The certificate requirements are as follows:

• HTTPS certificates must be valid; certificates must be trusted by the system, i.e. the domain name of the website where the root certificate is built into the system to deploy the SSL certificate must be consistent with the domain name issued by the certificate The certificate's chain of trust must be complete (server configuration required)
• iOS does not support self-signed certificates;
• Certificates under iOS must meet Apple App Transport Security (ATS);
• TLS must support versions 1.2 and above. Some older Android models do not yet support TLS 1.2, make sure that the TLS version of the HTTPS server supports version 1.2 and below;
• Some CAs may not be trusted by the operating system, so ask developers to be aware of small programs and system-related advertisements when selecting certificates.
  • Chrome 56/57 Kernel limits WoSign, StartCom certificates

Certificate validity can be verified using the opensl s_client -connect example.com:443 command, or you can use other online tools.

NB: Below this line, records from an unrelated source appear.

PR #5695, opened 2017-05-23
PR-1334 Improved angular 2 - typescript generation

iain17:
A bunch of fixes for the angular 2 typescript client generation. I had to make these changes to make use of this project. Large problems fixed, such as making it typescript compliant (my app just refused to compile without these fixes). I've updated the tests as well :)

Other problems that have now been fixed:
- Models being generated as interfaces. They are now classes.
- naming conflicts when it comes to enums.
- array of a definition would result in a generated typescript syntax error.

Issue #1334 .


wing328:
@iain17 thanks for the PR. 

It looks to me it's a breaking change so it should be filed against 2.3.0 branch instead.

Also you may want to checkout 2.3.0 to generate TS Angular2 client, which has a lot of enhancements and bug fixes.

wing328:
@Vrolijkx @taxpon @TiFu @kenisteward , please take a look when you've time. Thanks!

modules/swagger-codegen/src/main/resources/typescript-angular2/api.mustache
```diff
@@ -46,8 +46,11 @@ export class {{classname}} {
             .map((response: Response) => {
                 if (response.status === 204) {
                     return undefined;
-                } else {
+                }
+                try {
                     return response.json() || {};
+                }catch(e){
```
TiFu: There should be a space between `}` and `catch`.

modules/swagger-codegen/src/main/resources/typescript-angular2/variables.mustache
```diff
@@ -1,9 +1,9 @@
 import { {{{injectionToken}}} } from '@angular/core';
 
-export const BASE_PATH = new {{{injectionToken}}}('basePath');
+export const BASE_PATH = new {{{injectionToken}}}<String>('basePath');
```
TiFu: Can you elaborate on this change?  Shouldn't it be `string` like before?

samples/client/petstore/typescript-angular2/default/api/PetApi.ts
```diff
@@ -1,9 +1,9 @@
 /**
  * Swagger Petstore
- * This is a sample server Petstore server.  You can find out more about Swagger at [http://swagger.io](http://swagger.io) or on [irc.freenode.net, #swagger](http://swagger.io/irc/).  For this sample, you can use the api key `special-key` to test the authorization filters.
+ * This is a sample server Petstore server.  You can find out more about Swagger at <a href=\"http://swagger.io\">http://swagger.io</a> or on irc.freenode.net, #swagger.  For this sample, you can use the api key \"special-key\" to test the authorization filters
  *
  * OpenAPI spec version: 1.0.0
- * Contact: apiteam@swagger.io
+ * Contact: apiteam@wordnik.com
```
TiFu: This change was probably not intended. Could you please revert it?

wing328: The latest master is using `petstore.yaml` instead of `petstore.json` (which still references wordnik.com) so rebasing the PR on the latest master should avoid the above change.

kenisteward:
Hello @iain17 please look at my comment for #1334 and provide an explanation of why your code doesn't compile using the latest changes. I have had no issues using interfaces with my application so I worry you will be making everyone rewrite code when they upgrade for a reason that Is lovalized and not broad.

modules/swagger-codegen/src/main/resources/typescript-angular2/api.mustache
iain17: sure thing.

modules/swagger-codegen/src/main/resources/typescript-angular2/variables.mustache
iain17: Please see: https://angular.io/docs/ts/latest/api/core/index/InjectionToken-class.html
I changed it because my app just wouldn't compile otherwise.

iain17:
@wing328 Thanks for your comment. I'll look into it and apply the necessary changes.

iain17:
@kenisteward The main issue I had with using interfaces was the fact that I couldn't create an new instance of that model. The other was that in most languages it is bad practice to use interfaces to describe data types. Usually, you have structs or classes that do that job.

However, I understand your point and reading more into this, I see that it's common practice in Typescript to use interfaces to describe data types (see for instance: https://www.typescriptlang.org/docs/handbook/advanced-types.html#type-aliases).

I'll make the necessary changes and try and apply them to the current project I'm doing, see how it works out for me. Right now it feels more natural to me to say: ```new User();``` which cannot be done with an interface.

kenisteward:
It's much more succinct to just do

Const u : IUser = {
}

As a is developer I can tell you more and more you get used to not using
new cause honestly it mostly isn't needed unless you want to actually
define custom logic or functions

modules/swagger-codegen/src/main/resources/typescript-angular2/variables.mustache
TiFu: That's weird. Can you post a minimum working example which doesn't compile?
`string` is the TypeScript string type and String is the default JavaScript string type, which is why I am wondering if the underlying issue is something else.
See e.g. [here](https://www.typescriptlang.org/docs/handbook/declaration-files/do-s-and-don-ts.html)

kirpit:
> honestly it mostly isn't needed unless you want to actually define custom logic or functions

That's the thing, we sometimes do need to define different behaviours and alternative implementations based on inheritance. To do that in the right way, I believe there should be classes and sometimes both the classes and interfaces needed, whether it creates some upgrading work for some or not. 

I was actually considering to make this change and file a PR, as it looks like I'm a bit late. 

@wing328 you marked the milestone to `v2.2.3` but you also mentioned this should go against `v2.3.0`. Is it intentional?

@kenisteward Should the new model classes work consistently with the new `withInterfaces` parameter I introduced recently here in #5519?

kenisteward:
If you want to make classes just have them implement the generated ones.
You'll get the properties that are defined in the interface ( that's a TS
thing ) with no need to change the generation model

wing328:
> @wing328 you marked the milestone to v2.2.3 but you also mentioned this should go against v2.3.0. Is it intentional?

I'll update it once @iain17 changes this PR for 2.3.0 (there's an "Edit" button next to the subject line)

sebastianhaas:
@wing328  I too would like to vote against this change. I don't see any reason to move from interfaces to classes, and as @kenisteward points out
> If you want to make classes just have them implement the generated 

@Vrolijkx what's your opinion on this? 

> The other was that in most languages it is bad practice to use interfaces to describe data types.
Would you care to elaborate on this @iain17 ? While I don't think this is true for any of the programming languages I know, I sincerely have my doubts on this when it comes to Typescript. An Interface in Typescript will just disappear after compiling, why throw that away? Also, you don't even have to have a class implement an Interface to create an object of that type.

> The main issue we had with using interfaces was the fact that we couldn't create a new instance of a model. 

I feel like this is not true. Whats wrong with this code?
```typescript
interface A {
    abc: string;
}

let test: A = {
    abc: "def"
};
```

wing328:
@iain17 when you've time, I wonder if you can file another PR to just do the following:
- naming conflicts when it comes to enums.
- array of a definition would result in a generated typescript syntax error.

Please pull the latest master as there're some enhancements to TS generators (and see if the above issues have been addressed)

In addition to the network request API, other HTTPS requests in the small program are checked as follows if an exception occurs. Such as https pictures can not load, audio and video can not play, etc.

Skip the domain name check

In weChat developer tools, you can temporarily turn on the option of requesting domain names, TLS versions, and HTTPS certificates without verification in the development environment, skipping the verification of server domain names. At this point, the server domain name is not verified in WeChat developer tools and when the phone turns on debugging mode.

After a successful server domain name configuration, it is recommended that developers turn off this option for development and test it under each platform to confirm that the server domain name configuration is correct.

If you see the phenomenon of "On debug mode can make a request, turn off debug mode can make a request" on your phone, confirm that the domain name verification has been skipped and that the server domain name and certificate configuration are correct.

LAN communication

Base Library 2.4.0 provides a range of mDNS APIs, such as wx.startLocalServiceDiscovery, that can be used to obtain IP for devices that provide mDNS services within a local area network. The url parameter of wx.request/wx.connectSocket/wx.uploadFile/wx.downloadFile is allowed to be in the format of $?IP:$?PORT/$?PATH, and the request/connection is successful only if the IP is in the same segment as the mobile IP and is not the same as the local IP (generally speaking, the same local area network, such as a connection under the same wifi).

In this case, the verification of the security domain is not performed, and https/wss are not required, or they can be used.

wx.request({
  url: 'http://10.9.176.40:828'
  // 省略其他参数
})

wx.connectSocket({
  url: 'ws://10.9.176.42:828'
  // 省略其他参数
})

The base library 2.7.0 starts with the wx.createUDPSocket interface for UDP communication. The communication rules are the same and only non-local IP under the same LAN is allowed.

mDNS

Currently, the program only supports obtaining IP from other devices within the LAN through the mDNS protocol. The implementation of the mDNS API on iOS is based on Bonjour, while on Android it is based on the Android system interface.

serviceType

The interface that initiated the mDNS service search wx.startLocalServiceDiscovery has a serviceType parameter that specifies the type of service to search for.

ServiceType format and specification, iOS Bonjour Overview is mentioned in Bonjour Names for Existing Service Types.

Android documentation also mentions this.